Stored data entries
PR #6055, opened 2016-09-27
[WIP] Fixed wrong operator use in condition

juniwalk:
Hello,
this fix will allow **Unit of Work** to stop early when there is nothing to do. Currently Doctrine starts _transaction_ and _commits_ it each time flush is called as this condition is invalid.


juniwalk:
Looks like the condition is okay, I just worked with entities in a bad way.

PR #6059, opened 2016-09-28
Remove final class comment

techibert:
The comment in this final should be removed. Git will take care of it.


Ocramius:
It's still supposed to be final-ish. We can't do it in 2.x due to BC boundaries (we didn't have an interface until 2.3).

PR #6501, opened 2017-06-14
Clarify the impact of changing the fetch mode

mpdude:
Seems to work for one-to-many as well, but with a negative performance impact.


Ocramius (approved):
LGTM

Task details - Give the data again. Keep every line identical.

Expected output -
PR #6055, opened 2016-09-27
[WIP] Fixed wrong operator use in condition

juniwalk:
Hello,
this fix will allow **Unit of Work** to stop early when there is nothing to do. Currently Doctrine starts _transaction_ and _commits_ it each time flush is called as this condition is invalid.


juniwalk:
Looks like the condition is okay, I just worked with entities in a bad way.

PR #6059, opened 2016-09-28
Remove final class comment

techibert:
The comment in this final should be removed. Git will take care of it.


Ocramius:
It's still supposed to be final-ish. We can't do it in 2.x due to BC boundaries (we didn't have an interface until 2.3).

PR #6501, opened 2017-06-14
Clarify the impact of changing the fetch mode

mpdude:
Seems to work for one-to-many as well, but with a negative performance impact.


Ocramius (approved):
LGTM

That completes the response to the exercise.